My plot of the effect sizes for the impact of beta-alanine (BA), sodium bicarbonate (SB), the combination of both (BASB), and placebo on the glycolytic energy contribution illustrates quite nicely that it's bicarbonate, not beta-alanine that will keep you going towards the end of a team sport event or in the sprint before the finish line.
Why does SB increase the important glycolytic energy contribution during short bursts of high-intensity exercise, while BA fails? This is a relevant question because it's said increased ability to tap into your glycogen stores that will provide the 'second wind' you need to win the decisive sprints in team sports and track and field. If we assume that the SB-advantage is not a result of bicarbonate messing with the indirect measurement of the glycolytic energy contribution (remember no biopsies were performed), da Silva et al. suggest that absence of this benefit in BA may be due "to the total amount of H+ that can be neutralised by the working muscles" by sodium bicarbonate v. beta-alanine, respectively.

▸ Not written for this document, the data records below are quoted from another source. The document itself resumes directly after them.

PR #3715, opened 2024-02-27
Duplicated page doesn't show in parent page

Devorein:
### WHY

[Card](https://app.charmverse.io/charmverse/duplicated-page-doesn-t-show-in-parent-page-869352925746254)

### DIFF
--- a/lib/websockets/spaceEvents.ts
+++ b/lib/websockets/spaceEvents.ts
@@ -257,6 +257,63 @@ export class SpaceEventHandler {
         });
         this.sendError(errorMessage);
       }
+    } else if (message.type === 'page_duplicated') {
+      const duplicatedPage = await prisma.page.findUniqueOrThrow({
+        where: {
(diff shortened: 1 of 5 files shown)


lib/websockets/spaceEvents.ts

The scientists argue as follows: "Assuming the typical 6 mmol/l increase in blood bicarbonate following SB ingestion and 5 l of total blood volume, then SB ingestion would allow the neutralisation of ~ 30 mmoles of H+ above baseline (based on the 1:1 stoichiometry of HCO3− and H+ reaction). This is approximately two times more than the ~ 15 mmoles of H+ that a typical 80% increase in muscle carnosine (from 20 to 35 mmol/kg dry muscle after BA supplementation) can neutralise in both legs (assuming that legs correspond to 30% of BM, that 40% of leg mass is skeletal muscle, and that 70% of wet muscle is water—therefore, 3 kg of dry muscle times ~ 5 mmoles of H+ per kg of dry muscle that can be neutralised by a 15 mmol kg−1 dry muscle increase in muscle carnosine). Therefore, the effects of SB on the glycolytic activation could be more easily detectable than those of BA due [to] a possibly greater ability of SB to neutralise H+" (da Silva 2018).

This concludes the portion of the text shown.